• [TASK STATEMENT]
Find the string "fetched" in the data, and copy out each line that has it.
___ DATA FOR THIS TASK ___
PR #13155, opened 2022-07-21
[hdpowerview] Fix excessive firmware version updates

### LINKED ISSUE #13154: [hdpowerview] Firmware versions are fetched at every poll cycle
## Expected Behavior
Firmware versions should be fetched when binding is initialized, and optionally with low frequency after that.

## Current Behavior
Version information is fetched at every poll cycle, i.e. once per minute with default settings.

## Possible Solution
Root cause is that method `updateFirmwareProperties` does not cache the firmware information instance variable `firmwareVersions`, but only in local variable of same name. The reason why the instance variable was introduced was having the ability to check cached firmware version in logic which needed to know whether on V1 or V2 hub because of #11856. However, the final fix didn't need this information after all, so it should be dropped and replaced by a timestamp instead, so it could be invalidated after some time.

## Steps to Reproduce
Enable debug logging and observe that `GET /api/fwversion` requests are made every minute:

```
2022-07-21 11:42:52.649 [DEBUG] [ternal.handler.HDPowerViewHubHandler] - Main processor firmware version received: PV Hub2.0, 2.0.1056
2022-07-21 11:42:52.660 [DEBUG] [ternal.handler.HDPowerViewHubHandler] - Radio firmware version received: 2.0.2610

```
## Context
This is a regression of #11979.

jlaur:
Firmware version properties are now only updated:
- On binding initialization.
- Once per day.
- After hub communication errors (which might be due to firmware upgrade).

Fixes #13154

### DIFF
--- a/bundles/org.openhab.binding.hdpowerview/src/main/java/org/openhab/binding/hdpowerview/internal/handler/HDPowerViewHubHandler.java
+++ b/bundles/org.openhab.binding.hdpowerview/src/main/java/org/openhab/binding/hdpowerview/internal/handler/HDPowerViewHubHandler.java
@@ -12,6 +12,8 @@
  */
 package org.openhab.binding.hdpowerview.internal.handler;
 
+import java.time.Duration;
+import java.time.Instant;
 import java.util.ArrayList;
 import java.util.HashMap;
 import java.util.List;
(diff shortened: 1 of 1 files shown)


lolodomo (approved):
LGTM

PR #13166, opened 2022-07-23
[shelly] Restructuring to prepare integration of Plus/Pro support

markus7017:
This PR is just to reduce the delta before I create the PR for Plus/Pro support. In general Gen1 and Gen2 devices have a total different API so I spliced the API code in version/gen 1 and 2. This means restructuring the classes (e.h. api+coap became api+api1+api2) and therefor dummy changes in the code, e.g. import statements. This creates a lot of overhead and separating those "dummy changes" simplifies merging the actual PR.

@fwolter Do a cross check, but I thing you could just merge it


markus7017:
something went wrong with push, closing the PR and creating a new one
___
• [SOLUTION]
### LINKED ISSUE #13154: [hdpowerview] Firmware versions are fetched at every poll cycle
Firmware versions should be fetched when binding is initialized, and optionally with low frequency after that.
Version information is fetched at every poll cycle, i.e. once per minute with default settings.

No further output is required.